Durante algunos años, algunos mantuvimos que España era un país normal. Entendíamos por normalidad la capacidad para enfrentarse racionalmente a un problema por parte de los españoles. El postulado requería dos premisas. La primera, raciocinio. La segunda, un consenso mínimo, compartido por una mayoría suficientemente amplia, acerca de las prioridades de la política nacional y el conjunto de valores que las definen.

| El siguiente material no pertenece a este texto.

PR #6, opened 2026-03-10
feat: plugin venv isolation

### LINKED ISSUE #5: [FEATURE]: Virtual Environment Isolation
### 🧭 Type of Feature

Please select the most appropriate category:

- [x] Enhancement to existing functionality
- [ ] Developer tooling or test improvement

### Virtual Environment Isolation

- [x] Design venv directory structure per plugin
- [x] Implement venv creation on plugin first load
- [x] Implement requirements.txt installation in venv
- [x] Execute plugin code within venv context
- [x] Cache venvs and detect requirements changes
- [x] Add configuration for venv base directory
- [ ] Add cleanup for orphaned venvs

---

### User Story 1

**As a:** plugin developer
**I want:** My plugin to run in an isolated virtual environment
**So that:** My plugin's dependencies don't conflict with other plugins

#### ✅ Acceptance Criteria
```gherkin
Scenario: Plugin runs in isolated venv
  Given I have a plugin with dependency "transformers==4.35.0"
  And another plugin requires "transformers==4.30.0"
  When both plugins are loaded
  Then each plugin should have its own virtual environment
  And both plugins should function correctly with their respective versions

Scenario: Plugin venv is created automatically
  Given I register a new native Python plugin
  When the plugin is loaded for the first time
  Then a virtual environment should be created for the plugin
  And the plugin's requirements.txt should be installed
  And the venv location should be logged

Scenario: Plugin venv is reused on restart
  Given a plugin has an existing virtual environment
  When the gateway restarts
  Then the existing venv should be reused
  And dependencies should not be reinstalled unless changed
```

---
### 📐 Design Sketch (optional)

Include a diagram, sketch, or flow (use [Mermaid](https://mermaid.js.org/) if desired):

---

---

tedhabeck:
### Summary

Closes: #5 

### Changes

This branch represents a significant architectural enhancement enabling plugins to run in isolated Python environments, improving security, dependency management, and plugin compatibility.

### Key Enhancements

1. Plugin Isolation via Virtual Environment (Primary Feature)

    #### New Core Modules:
    
    - cpex/framework/isolated/client.py  - Client for managing isolated plugin execution
    - cpex/framework/isolated/worker.py  - Worker process for executing plugins in isolation
    - cpex/framework/isolated/venv_comm.py - Communication layer between host and isolated environment

2. Venv Cache Support
Caching mechanism for virtual environments to improve performance
Reduces overhead of repeated venv creation

3. Serialization Support
Enhanced serialization capabilities for plugin data exchange
Supports communication between isolated environments

4. Configuration Support
New fixture: isolated_plugin.yaml for testing isolated plugin configurations
Updated loader to support isolated plugin mode

### Checks

- [x] `make lint` passes
- [x] `make test` passes

## Performance Optimization Complete ✓
Restructured the isolated venv plugin system to use a long-running worker process instead of forking a new subprocess for each invocation.

#### Before (forking new process each time):

prompt_pre_fetch: 0.147ms avg
prompt_post_fetch: 0.155ms avg
tool_pre_invoke: 0.143ms avg
tool_post_invoke: 0.149ms avg
Average: ~0.148ms per invocation
#### After (long-running worker process):

prompt_pre_fetch: 0.045ms avg
prompt_post_fetch: 0.047ms avg
tool_pre_invoke: 0.043ms avg
tool_post_invoke: 0.044ms avg
Average: ~0.045ms per invocation
Performance Gain: 3.3x faster (70% reduction in latency)

### Example Plugin directory structure with venv configured:

image


cpex/framework/isolated/client.py
```diff
@@ -0,0 +1,315 @@
...
+            logger.info(f"Removing existing venv at {venv_path}")
+            shutil.rmtree(venv_path_obj)
+
+        # Check Python version
+        python_version = sys.version_info
+        print(f"Current Python version: {python_version.major}.{python_version.minor}.{python_version.micro}")
+
+        # Create the EnvBuilder with common options
+        builder = venv.EnvBuilder(
+            system_site_packages=True,  # Don't include system site-packages
```
terylt: Is this meant to be set to true? The comment suggests that it shouldn't as it will share the system libraries.   Might be good to make this configurable?

cpex/framework/isolated/client.py
```diff
@@ -0,0 +1,315 @@
...
+            clear=False,  # Don't clear existing venv if it exists
+            symlinks=False,  # Use symlinks (recommended on Unix-like systems)
```
terylt: This is set to false but comment suggests True.

cpex/framework/isolated/client.py
```diff
@@ -0,0 +1,315 @@
...
+        """Initialize the plugin's venv environment with caching support."""
+        # ensure the config is validated
+        if not os.path.exists(self.plugin_path):
+            raise FileNotFoundError(f"plugin path not found: {self.plugin_path}")
+
+        venv_path = self.plugin_path / ".venv"
+        requirements_file = self.plugin_path / self.config.config["requirements_file"]
+
+        # Create venv with caching support
+        self.venv = await self.create_venv(venv_path=venv_path, requirements_file=requirements_file, use_cache=True)
```
terylt: create_venv doesn't return anything and is assigned to self.venv

terylt: Also I don't think self.venv is actually used anywhere.

cpex/framework/isolated/client.py
```diff
@@ -0,0 +1,315 @@
...
+    """IsolatedVenvPlugin class."""
+
+    def __init__(self, config: PluginConfig) -> None:
+        """Initialize the plugin's venv environment."""
+        super().__init__(config)
+        self.implementation = "Python"
+        self.comm = None
+        self.script_path: str = config.config["script_path"]
+        path = Path(self.config.config.get("script_path")).resolve()
+        class_root = self.config.config.get("class_name").split(".")[0]
```
terylt, line 45: If two plugins are in the same directory (package) and script path they may collide and overwrite each other's environment. How do we want to handle plugins in the same package? And should we validate against venv overwriting?

cpex/framework/isolated/client.py
```diff
@@ -0,0 +1,315 @@
...
+        }
+
+    async def invoke_hook(self, hook_type: str, payload: PluginPayload, context: PluginContext) -> PluginResult:
+        """Invoke a plugin in the context of the active venv (self.comm)"""
+        try:
+            # Validate and get result type
+            self._validate_hook_invocation(hook_type)
+
+            # Build and send task
+            task_data = self._build_hook_task(hook_type, payload, context)
```
terylt, line 321: Have you tried protobuf objects over stdio?   Just wondering if you'd get any speed up.  Serialization costs tend to be lower, and more structured with a proto file, but you do lose some human readability.  Might be interesting to try if it's not too hard. I wouldn't block the PR based on this but just a thought.

cpex/framework/isolated/venv_comm.py
```diff
@@ -0,0 +1,264 @@
...
+
+    def install_requirements(self, requirements_file: str) -> None:
+        """
+        Install Python requirements from a file in the target venv.
+        Args:
+            requirements_file (str): Path to the requirements file.
+        """
+        requirements_path = Path(requirements_file)
+        if requirements_path.exists():
+            rc = subprocess.check_call([self.python_executable, "-m", "pip", "install", "-r", requirements_file])
```
terylt: I think anything after this is dead code, as check_call() raises a subprocess.CalledProcessError if the command returns a non-zero exit status. so may want a try cache block.

cpex/framework/isolated/worker.py
```diff
@@ -0,0 +1,169 @@
+# -*- coding: utf-8 -*-
+"""Location: ./cpex/framework/isolated/server.py
```
terylt: file name is incorrect.

cpex/framework/isolated/worker.py
```diff
@@ -0,0 +1,169 @@
...
+    task_type = task_data.get("task_type")
+
+    if task_type == "info":
+        return {
+            "status": "success",
+            "environment": get_environment_info(),
+            "message": "Environment info retrieved successfully",
+        }
+    # This is essentially emulating the plugin loader's load and instantiate plugin
+    if task_type == "load_and_run_hook":
```
terylt, line 93: I'm concerned about the overhead and loss of state of reinitializing a plugin and loading it each time.   Can we  cache the Plugin during an initialization phase?   Could ship the individual plugin config over once in an initial phase.. load the plugin, and cache it and just use it if it's cached.

terylt: If we can separate this into a load and an invoke phase, this would be good.

cpex/framework/isolated/worker.py
```diff
@@ -0,0 +1,169 @@
...
+        # retrieve the context
+        context = task_data.get("context")
+        plugin_context = PluginContext(
+            state=context.get("state"), global_context=context.get("global_context"), metadata=context.get("metadata")
+        )
+        result = await executor.execute_plugin(
+            hook_ref, payload=task_data.get("payload"), local_context=plugin_context, violations_as_exceptions=False
+        )
+        return result
+
```
terylt, line 152: Returns none on unknown task types.  Should probably raise or return an error response.

cpex/framework/isolated/worker.py
```diff
@@ -0,0 +1,169 @@
...
+            "environment": get_environment_info(),
+            "message": "Environment info retrieved successfully",
+        }
+    # This is essentially emulating the plugin loader's load and instantiate plugin
+    if task_type == "load_and_run_hook":
+        # relative path from project root.
+        json_config = task_data.get("config")
+        config_raw = json.loads(json_config)
+        module_path: str = task_data.get("script_path")
+        sys.path.append(str(Path(module_path).resolve()))
```
terylt: sys.path.append with user-provided path                                                                                                                                
 sys.path.append(str(Path(module_path).resolve()))
This appends an arbitrary path to sys.path and then does importlib.import_module(mod_name). If module_path or class_name come from untrusted config, this is a code execution vector. 
  Consider validating against an allowlist like the root path.

cpex/framework/isolated/venv_comm.py
```diff
@@ -0,0 +1,264 @@
...
+        Args:
+            script_path (str): Path to the worker script
+        """
+        if self.running:
+            logger.warning("Worker process already running")
+            return
+
+        try:
+            # Start child process
+            self.process = subprocess.Popen(
```
terylt, line 82: Subprocess spawned without restricting environment                                                                                                               
  The worker process inherits the full parent environment. Consider passing a filtered env dict to Popen to limit what the isolated plugin can access (credentials, tokens, etc.).   This might require a bit of a bigger conversation.

cpex/framework/isolated/client.py
```diff
@@ -0,0 +1,315 @@
...
+        requirements_file = self.plugin_path / self.config.config["requirements_file"]
+
+        # Create venv with caching support
+        self.venv = await self.create_venv(venv_path=venv_path, requirements_file=requirements_file, use_cache=True)
+
+        self.comm = VenvProcessCommunicator(venv_path)
+
+        # Only install requirements if venv was newly created or cache was invalid
+        # Check if we need to install requirements
+        if not self._is_venv_cache_valid(venv_path, requirements_file):
```
terylt: client.py:219 — Double cache validation in initialize()                                                                                                                               
  create_venv already checks _is_venv_cache_valid internally. Then initialize() calls _is_venv_cache_valid again immediately after. There's a TOCTOU race between the check and the        
  install, and it's redundant work. Consider having create_venv return a boolean indicating whether the venv was freshly created.

cpex/framework/isolated/venv_comm.py
```diff
@@ -0,0 +1,264 @@
+# -*- coding: utf-8 -*-
+"""
+Location: ./cpex/framework/isolated/venv_comm.py
+Copyright 2025
+SPDX-License-Identifier: Apache-2.0
+Authors: Fred Araujo, Ted Habeck
+"""
+
+import json
```
terylt: This class uses both orjson and json packages in different spots. Probably just needs one.

cpex/framework/models.py
```diff
@@ -1567,3 +1612,302 @@ class PluginPayload(BaseModel):
...
+            ValueError: If the package name is invalid.
+        """
+        if pypi_package is not None and pypi_package != "":
+            # PyPI package names must contain only ASCII letters, numbers, hyphens, underscores, and periods
+            # They cannot start or end with hyphens or periods
+            if not pypi_package.strip():
+                raise ValueError("PyPI package name cannot be empty or whitespace")
+
+            # Check for valid characters
+            import re
```
terylt: Each of validate_pypi_package, validate_git_repository, validate_git_branch_tag_commit, and validate_version_constraint does import re at the function level. Move it to the module      
  top-level import.

cpex/framework/models.py
```diff
@@ -1295,6 +1298,48 @@ def check_config_and_external(self, info: ValidationInfo) -> Self:  # pylint: di
...
+            PluginConfig: A new PluginConfig instance with only data fields.
+        """
+        # Get the JSON-safe dictionary representation
+        safe_data = self.toJSON()
+
+        # Create a new PluginConfig instance from the safe data
+        # This will run validators again, but the resulting object will be clean
+        return orjson.dumps(safe_data).decode()
+
+    def toJSON(self) -> dict[str, Any]:
```
terylt: This method name violates PEP 8. Could be: to_json()

cpex/framework/isolated/client.py
```diff
@@ -0,0 +1,315 @@
...
+        Args:
+            venv_path: Path where the virtual environment should be created
+            requirements_file: Path to requirements file for cache validation
+            use_cache: Whether to use cached venv if available
+        """
+        venv_path_obj = Path(venv_path)
+
+        # Check if we can use cached venv
+        if use_cache and requirements_file and self._is_venv_cache_valid(venv_path, requirements_file):
+            logger.info(f"Using cached virtual environment at: {venv_path_obj.resolve()}")
```
terylt: Using f-strings in logging calls (e.g., logger.info(f"...")) instead of logger.info("...", arg). This evaluates the f-string even when the log level  is disabled.  This happens in multiple spots.

cpex/framework/isolated/client.py
```diff
@@ -0,0 +1,315 @@
...
+        try:
+            builder.create(venv_path)
+            print("✓ Virtual environment created successfully!")
+            print("\nTo activate the virtual environment:")
+            print(f"  source {venv_path}/bin/activate  # On Unix/macOS")
+            print(f"  {venv_path}\\Scripts\\activate  # On Windows")
+
+        except Exception as e:
+            print(f"✗ Error creating virtual environment: {e}")
+            raise e
```
terylt: can just be raise to preserve the original traceback

cpex/framework/models.py
```diff
@@ -14,7 +14,10 @@
 import os
 from enum import Enum, StrEnum
 from pathlib import Path
-from typing import Any, Generic, Optional, Self, TypeVar, Union
+from typing import Any, Generic, List, Optional, Self, TypeVar, Union
```
terylt, line 18: List is unnecessary in python 3.9+, can just use list[] directly

terylt (dismissed):
Overall, really nice work @tedhabeck.  I made some comments throughout the code for improvements.

I like:  
- The long-running worker process design (vs. fork-per-invocation) is a solid architectural choice for performance.
  - Venv caching via requirements hash is practical and well-implemented.                                                                                                                  
  - The request-id based response routing in VenvProcessCommunicator handles concurrent requests cleanly.                                                                                  
  - Graceful shutdown with fallback to kill() is well handled.                                                                                                                             
  - The PluginPackageInfo validators are thorough.  

A few things to consider:

1. A load phase and an invoke phase on the worker would let you just load and cache the plugin once and then use it in the invoke.  The initialization of the plugin on every call could be costly and limit opportunities to store state.
2. It may be worth trying protobufs over json just to see if there are speed benefits.
3.  There are a few security concerns around loading the class objects and passing in the system environment to the process.

See more below.

Awesome job!

cpex/framework/models.py
tedhabeck: Unable to get past the ruff check w/o it.
```
   make lint-fix
🔧 Fixing lint issues in cpex...
⚡ Fixing ruff issues in cpex...
error[F821]: Undefined name `List`
    --> cpex/framework/models.py:1840:15
     |
1838 |     latest: Optional[PluginVersionInfo] = None
1839 |     latest_prerelease: Optional[PluginVersionInfo] = None
1840 |     versions: List[PluginVersionInfo]
     |               ^^^^
1841 |
1842 |     def get_version(self) -> Optional[PluginVersionInfo]:
     |
```
leaving it in.

cpex/framework/isolated/worker.py
tedhabeck: The worker now caches the plugin if the config and module_path are unchanged.

cpex/framework/isolated/venv_comm.py
tedhabeck: I added an env parameter which only supplies the PLUGINS_CONFIG_FILE value.

araujof (changes requested):
Nice work, @tedhabeck ! 

Below are a few things I think we should discuss and change before merging: 

### Security

- [ ] **Arbitrary code loading via `sys.path` + `importlib`**
The worker appends user-controlled `plugin_dirs` to `sys.path` then dynamically imports `class_name` via `importlib.import_module`. If `plugin_dirs` or `class_name` originate from untrusted config, this is a remote code execution vector. 

Recommendation: Validate `plugin_dirs` entries against an allowlist (e.g., must be under a known project root). Validate `class_name` against a pattern or registry.

- [ ] **`subprocess.check_call` with user-controlled requirements file**
```python
subprocess.check_call([self.python_executable, "-m", "pip", "install", "-r", requirements_file])
```
The `requirements_file` path comes from plugin config. A malicious requirements file can install arbitrary packages (supply chain attack) or reference local paths. `pip install` can execute `setup.py` which runs arbitrary code.

Recommendation: Validate requirements file path is within the plugin directory. 

- [ ] **No input size limits on stdio communication**
Both the reader thread and worker `main()` call `readline()` without any size limit. A malicious or buggy worker could send an arbitrarily large line, causing OOM.

Recommendation: Add a maximum line length check before parsing.

- [ ] **Worker process inherits CWD**
The worker runs in `os.getcwd()`. If the host CWD contains sensitive files, the plugin code in the worker has filesystem access to them.

- [ ] **No authentication on the stdio channel**
Any process that can write to the worker's stdin can send commands. This is inherent to the subprocess model but worth noting if the threat model evolves.

### Design

- [ ] **`IsolatedVenvPlugin.__init__` reads config file**
The constructor calls `ConfigLoader.load_config()` to discover `plugin_dirs`. This couples plugin instantiation to filesystem config and makes unit testing harder. The plugin dirs should be passed in via `PluginConfig` or injected.

- [ ] **Hardcoded `PLUGINS_CONFIG_FILE` env var fallback**
Both `client.py` and `worker.py` default to `"plugins/config.yaml"`. This is duplicated and fragile. Use PluginSettings to define access and defaults to environment variables.

- [ ] **`to_json()` method on `PluginConfig` manually excludes validator names**
```python
methods_to_exclude = {"_migrate_legacy_modes", "check_url_or_script_filled", ...}
```
Adding a new validator requires updating this set. `model_dump(mode="json")` already excludes methods; the filter is unnecessary since Pydantic v2 doesn't serialize validators.

### Bugs

- [ ] **`sys.path` pollution in worker**
Every call to `process_task` appends to `sys.path` without checking for duplicates. Over many invocations this grows unboundedly.
```python
for module_path in module_paths:
    path = Path(module_path).resolve()
    sys.path.append(resolved_module_path)  # appended every time
```

- [ ] **`module_path` variable leak in `TaskProcessor.initialize`**
```python
tp.initialize(..., module_path=module_path)
```
`module_path` here is the loop variable from the `for module_path in module_paths` loop, so it's always the *last* directory. This may not be the intended one.

- [ ] **Error response in worker uses stale `task_data`**
```python
except json.JSONDecodeError as e:
    error_response = {
        "request_id": task_data.get("request_id", "unknown") if "task_data" in locals() else "unknown",
    }
```
If JSON parsing fails, `task_data` is from the *previous* iteration (or undefined). The `"task_data" in locals()` check is unreliable since the variable persists across loop iterations.

### Nits

- [ ] `print()` statements in `create_venv` should be `logger.info()`.

- [ ] Mixed `orjson` and `json` in `venv_comm.py` -- pick one.

- [ ] `get_environment_info()` in worker.py uses deprecated `importlib.metadata.entry_points()` pattern and slices to `[:10]` arbitrarily.

## Tests

- [ ] No tests for the actual subprocess lifecycle (start/send/stop without mocks)
- [ ] No tests for concurrent `send_task` calls (the request-id routing is untested under concurrency)
- [ ] No negative tests for `sys.path` pollution or the `module_path` variable leak
- [ ] `PluginPackageInfo` and `PluginVersionRegistry` models have no dedicated tests in this PR

araujof (approved):
Nice work addressing our reviews, @tedhabeck !

### What's been resolved                                                                                                                                                                                                                                                      
                                                                                                                                                                                                                                                                            
Addressed security and bug items: 
- arbitrary code loading 
- requirements file traversal
- unbounded stdio reads
- sys.path pollution 
- module_path variable leak
- stale task_data reference 

The to_json() design smell was also cleaned up, and the `PluginPackageInfo`/`PluginVersionRegistry` models now have dedicated test coverage.              
                                                    
###  Acceptable to defer
                                                    
- Hardcoded plugins/config.yaml fallback: The worker dependency was removed, but venv_comm.py:492 still passes os.environ.get("PLUGINS_CONFIG_FILE", "plugins/config.yaml") to the subprocess. This should use PluginSettings for the default rather than a      
  hardcoded string.
- Deprecated entry_points() pattern: get_environment_info() still uses the deprecated calling convention and an arbitrary [:10] slice. Minor but easy to fix.                                                                                                       
- Worker inherits CWD: Low risk given the allowlist validation now in place, but worth a follow-up if the threat model tightens.                                                                                                                                     
- Concurrency and negative tests: The request-id routing and sys.path dedup logic are now correct, but remain undertested under concurrent load. A follow-up issue for integration/stress tests would be appropriate.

Durante algunos años, algunos mantuvimos que España era un país normal. Entendíamos por normalidad la capacidad para enfrentarse racionalmente a un problema por parte de los españoles. El postulado requería dos premisas. La primera, raciocinio. La segunda, un consenso mínimo, compartido por una mayoría suficientemente amplia, acerca de las prioridades de la política nacional y el conjunto de valores que las definen.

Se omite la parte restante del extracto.